転生
日本海は広い。そんな海を見ていると果てしなく広い海に吸い込まれていきそうになる。心が海と一体になって嫌なことは忘れられるような気がする。それでも今日ばかりは心のもやもやが消えることはなかった。
「糞上司め! 俺は絶対悪くない!!!!」
海に向かって叫ぶ。俺、酒井恭太は社会人三年目のサラリーマンである。正社員ではあるが、昨今の不況のあおりを受け、低賃金での長時間労働を強いられている上、上司との折り合いが悪くうっぷんが溜まっていた。ちなみに今は深夜零時を回ろうとしているため、周囲に人気はない。
「こんな糞職場やめてやるうううううううううう!」
叫びはしたものの、給料は安く貯金もないので実際に辞めるのは難しい。俺はそのうっぷんを夜の海に向かって叫ぶことで晴らそうとしていた。
「サビ残を他人に強要するなあああああああああ!」
「仕事を増やすなら給料も増やせえええええええ!」
「あと現場の人員も増やしてくれえええええええ!」
俺の叫びは次々としんとした海に吸い込まれていく。こんなに叫んでも、数秒後には声は消滅して反響一つない。
「あーあ、叫んだら疲れた。
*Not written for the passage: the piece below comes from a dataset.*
PR #89, opened 2026-09-03
perf(join): continue a short LIMIT join from where its outer chunk ended

semihalev:
## Why

Measuring `main` against the BENCHMARKS.md baseline showed `INNER JOIN` at 23 us against 19.7 us. #83 made a LIMIT join fetch an outer chunk the size of the limit and rerun from the start with a chunk four times larger when the joined rows stop short. On the benchmark the delete phase leaves one order in a hundred without a user, so every execution of `... INNER JOIN ... WHERE o.status = 'completed' LIMIT 100` joined 100 rows, came up one short, and joined 400 more. The same query with no missing user runs in 11.6 us.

いや、来た時からすでに疲れてたけど」
何せ一時間ほど前まで残業を強いられて帰りにこの場所に寄ったのである。俺の疲れはピークに達していた。
「ふあああ……やべ、このまま運転したら事故るかも……」
俺は砂浜に尻をついて目を閉じた。ざらざらとした砂の感触がズボン越しに伝わってくる。数分だけ仮眠をとれば眠気もとれるだろう。しかし俺の意識は深い眠りに消えた。
***
「聞こえますか酒井恭太さん」
不意に俺の前に謎の女性が現れて俺は目を覚ます。いや、女性というよりは妖精に近い存在かもしれない。ファンタジーの踊り子みたいな恰好をしていて全身が光り輝いている。グラマラスな体形の上に煽情的な恰好をしているのに全く嫌らしさを感じないのは非人間的存在だからかもしれない。これは目を覚ましたのではなく夢を見ているのでは?
「誰だ?」
「私は新潟近海の精霊です」
「……偉く局所的な精霊だな」
せめて日本海の精霊とかであって欲しかった。何だ新潟近海の精霊って。富山近海とか石川近海とかにもいるのかよ。が、俺の疑問をよそにこいつは話を進めていく。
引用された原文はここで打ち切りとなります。